Now, you might notice that the authors in their paper, state that $H$ should be made symmetric around the origin along the orientation you are trying to filter. So, at the end of the code that is building $H$ you have an extra step (which I suspect you are not doing at the moment) to mirror it. If you try to mirror this function AFTER it has been captured in some $H$ matrix, it is going to be hard work.

For the following to work, I am assuming that in C# you are using some elementary image processing library.

So, write a function that builds you a $y_7$ from above. Nice, clean, simple, one dimensional bandpass filter in the frequency domain. Once you have that, MIRROR IT by something like $y_8 = [y_7(N_{y_7}:-1:1) y_7]$. The indexing convention is $StartValue:Step:StopValue$, so effectively, if your $y_7$ was "Y7VALUES" your $y_8$ is now "SEULAV7Y7VALUES", notice that we skipped the value of 0. Otherwise, the "Y" would appear twice and that would mess the spectrum.

So, your $y_8$ is now one row of your $H$. To turn it into an "image mask", replicate $N$ copies of $y_8$, one below the other.
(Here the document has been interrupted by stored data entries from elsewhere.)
Issue #760, opened 2018-11-07
Fetching docker-compose YAML has unwarranted log.Fatal() statements.


akramtexas:
Fetching docker-compose YAML has unwarranted log.Fatal() statements, which can cause the Go runtime to panic if the YAML file does not already exist.

akramtexas:
- Also, the same function FetchDockerComposeYamlAndPath() contains a reference to an older YAML, which should be updated:
`composeUrl := "https://raw.githubusercontent.com/edgexfoundry/developer-scripts/master/compose-files/docker-compose-california-0.6.1.yml"`

akramtexas:
The error manifests itself like so:

> edgex-sys-mgmt    | INFO: 2018/11/07 19:48:32 About to {start} the service {edgex-config-seed} with parameters {[graceful]}.
edgex-sys-mgmt    | 2018/11/07 19:48:32 http: panic serving 192.168.32.1:33208: runtime error: invalid memory address or nil pointer dereference
edgex-sys-mgmt    | goroutine 146 [running]:
edgex-sys-mgmt    | net/http.(*conn).serve.func1(0xc420308aa0)
edgex-sys-mgmt    | 	/usr/local/go/src/net/http/server.go:1697 +0xd0
edgex-sys-mgmt    | panic(0x74d060, 0x9986f0)
edgex-sys-mgmt    | 	/usr/local/go/src/runtime/panic.go:491 +0x283
edgex-sys-mgmt    | github.com/edgexfoundry/edgex-go/internal/system/agent/executor.FetchDockerComposeYamlAndPath(0x0, 0x0, 0x0, 0x0)
edgex-sys-mgmt    | 	/go/src/github.com/edgexfoundry/edgex-go/internal/system/agent/executor/compose.go:141 +0xc1
edgex-sys-mgmt    | github.com/edgexfoundry/edgex-go/internal/system/agent/executor.RunDockerComposeCommand.func1(0x1, 0x10, 0x75ebc0, 0x1)
edgex-sys-mgmt    | 	/go/src/github.com/edgexfoundry/edgex-go/internal/system/agent/executor/compose.go:108 +0x2f
edgex-sys-mgmt    | github.com/edgexfoundry/edgex-go/internal/system/agent/executor.Do(0xc4202e2ea0, 0xc4202e2ea0, 0x4291f8)
[...]

Issue #780, opened 2018-11-09
Standardize Logging in the SMA


tsconn23:
The System Mgmt Agent should use the standard Logging Client that all EdgeX services use and not utilize log.Println or log.Printf. An example of how to accomplish this is provided here:

https://github.com/tsconn23/edgex-go/tree/issue_763_tsc

akramtexas:
- The _one-and-only_ reason why Go's built-in (overly-rudimentary) logging (viz. log.Fatal()) was used in the first place has to do with how the package structuring that was not allowing the import of the clients/logging package.
- Looking forward to addressing this issue 👍

PR #784, opened 2018-11-12
Remove (on master branch) unwarranted log.Fatal() statements, which can cause the Go runtime to panic if the YAML file does not already exist.

akramtexas:
- This PR addresses (**on the master branch**) the following issue: [Issue #760](https://github.com/edgexfoundry/edgex-go/issues/760), which was (separately) addressed (_on the delhi branch_) via [PR #763](https://github.com/edgexfoundry/edgex-go/pull/763).
- For the testing approach taken here, as well as other details (rather than repeating them here), please refer to [PR #763](https://github.com/edgexfoundry/edgex-go/pull/763) 👍


internal/system/agent/executor/compose.go
```diff
@@ -119,37 +118,27 @@ func RunDockerComposeCommand(service string, dockerComposeService string) {
...
+		// agent.LoggingClient.Error("Call to docker-compose up -d failed with %s\n", err.Error())
 	}
-
-	// composeOutput := string(out)
-	// fmt.Sprintf("For the micro-service {%v}, we got this docker-compose output:\n {%v}", service, composeOutput)
 	println(out)
 
 	if ! WasDockerContainerComposeStarted(service) {
-		log.Fatal(fmt.Sprintf("The container for {%v} was NOT started!" + service))
+		log.Printf(fmt.Sprintf("The container for {%s} was NOT started!" + service))
```
tsconn23: This line should be

`log.Printf(fmt.Sprintf("The container for {%s} was NOT started!" , service))`

internal/system/agent/executor/compose.go
```diff
@@ -119,37 +118,27 @@ func RunDockerComposeCommand(service string, dockerComposeService string) {
...
-	resp, err := http.Get("https://raw.githubusercontent.com/edgexfoundry/developer-scripts/master/compose-files/docker-compose-california-0.6.0.yml")
+	req, _ := http.NewRequest("GET", composeUrl, nil)
+	res, err := http.DefaultClient.Do(req)
 	if err != nil {
-		log.Fatal(fmt.Sprintf("Call to http.Get() failed with %s\n", err))
+		log.Printf(fmt.Sprintf("Call to http.Get() failed with %s\n", err.Error()))
+		// agent.LoggingClient.Error("Call to http.Get() failed with %s\n", err.Error())
 	}
-	defer resp.Body.Close()
+	body, _ := ioutil.ReadAll(res.Body)
```
tsconn23: Response body is never closed.

internal/system/agent/executor/os.go
```diff
@@ -28,7 +28,8 @@ func findAndStopProcess(output string, err error, process string) error {
 
 	var pid int
 	if err != nil {
-		log.Fatalf("Error during findAndStopProcess() as follows: " + err.Error())
+		log.Printf("Error during findAndStopProcess() as follows: %s" + err.Error())
```
tsconn23: This line should be

`log.Printf("Error during findAndStopProcess() as follows: %s" , err.Error())`

internal/system/agent/executor/os.go
```diff
@@ -43,19 +44,19 @@ func findAndStopProcess(output string, err error, process string) error {
 				tokens := strings.Split(line, " ")
 				pid, err = strconv.Atoi(tokens[0])
 				if err != nil {
-					log.Fatalf("Error converting PID to integer: " + err.Error())
+					log.Printf("Error converting PID to integer: %s" + err.Error())
```
tsconn23: This line should be

`log.Printf("Error converting PID to integer: %s" , err.Error())`

internal/system/agent/executor/os.go
```diff
@@ -43,19 +44,19 @@ func findAndStopProcess(output string, err error, process string) error {
...
 		}
 
 		// Now stop the process using the PID found above.
-		// fmt.Sprintf("OS-level >> The micro-service {%v} with the PID of {%v} is now being stopped!", process, pid)
-
 		// Make a system call.
 		proc, err := os.FindProcess(pid)
 		if err != nil {
-			log.Println(err)
+			log.Printf("Error during os.FindProcess(pid) as follows: %s" + err.Error())
```
tsconn23: Same - comma instead of plus sign

internal/system/agent/executor/compose.go
```diff
@@ -158,34 +147,34 @@ func FetchDockerComposeYamlAndPath() (string, error) {
...
 	}
 
 	// [4] Determine whether we have _already_ fetched the contents and written them to the deployed file-system.
 	if os.IsNotExist(err) {
 		println(fileInfo)
-		// fmt.Sprintf("File {%v} does NOT exist. Therefore, create it.", fileInfo)
 		err = ioutil.WriteFile(filename, []byte(body), 0666)
 		if err != nil {
-			log.Fatal(err)
+			log.Printf(err.Error(), "%s We have already fetched the contents and written them to the deployed file-system!", err.Error())
```
tsconn23: `err.Error()` reference twice in one statement. Redundant.

internal/system/agent/executor/compose.go
```diff
@@ -20,7 +20,7 @@ func WasDockerContainerComposeStarted(service string) bool {
 	cmdName := "docker"
 	cmdArgs := []string{"ps"}
 	if cmdOut, err = exec.Command(cmdName, cmdArgs...).Output(); err != nil {
-		fmt.Fprintln(os.Stderr, "There was an error running the docker-compose command: ", err)
+		fmt.Fprintln(os.Stderr, "There was an error running the docker-compose command: ", err.Error())
```
tsconn23: MIssing `%s` in first string. Nothing to replace with err.Error()

internal/system/agent/executor/compose.go
anonymouse64: Shouldn't it just be 
```go
log.Printf("The container for {%s} was NOT started!\n", service)
```
(also noting the trailing `\n`)

internal/system/agent/executor/compose.go
anonymouse64: Also should be consistent between usage of `fmt.Fprintln` and `log.Printf`. Either use one or the other, otherwise logs look really confusing with some lines having the log prefix and some not having the prefix.

akramtexas: > Also should be consistent between usage of `fmt.Fprintln` and `log.Printf`. Either use one or the other, otherwise logs look really confusing with some lines having the log prefix and some not having the prefix.

- We got [Issue #780](https://github.com/edgexfoundry/edgex-go/issues/780) open for that.

akramtexas:
recheck

tsconn23:
recheck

Once you are done, you have your $H$ which if you were to look at as if it was an image, it looks like two parallel lines, two fat bands, one somewhere to the left of the middle of the image and one to the right. This is your $H$ at zero degrees.

To generate the same $H$ at a different orientation. Simply rotate that initial $H$.

DON'T ROTATE A ROTATED VERSION!!!! (so if you did 45 degrees, don't rotate that another 45 to go to 90), because that brings in distortions due to interpolation. Your image processing library should have elementary rotation capabilities. If it doesn't....good luck, you have the Hough transform coming up in the same paper...

I hope this helps.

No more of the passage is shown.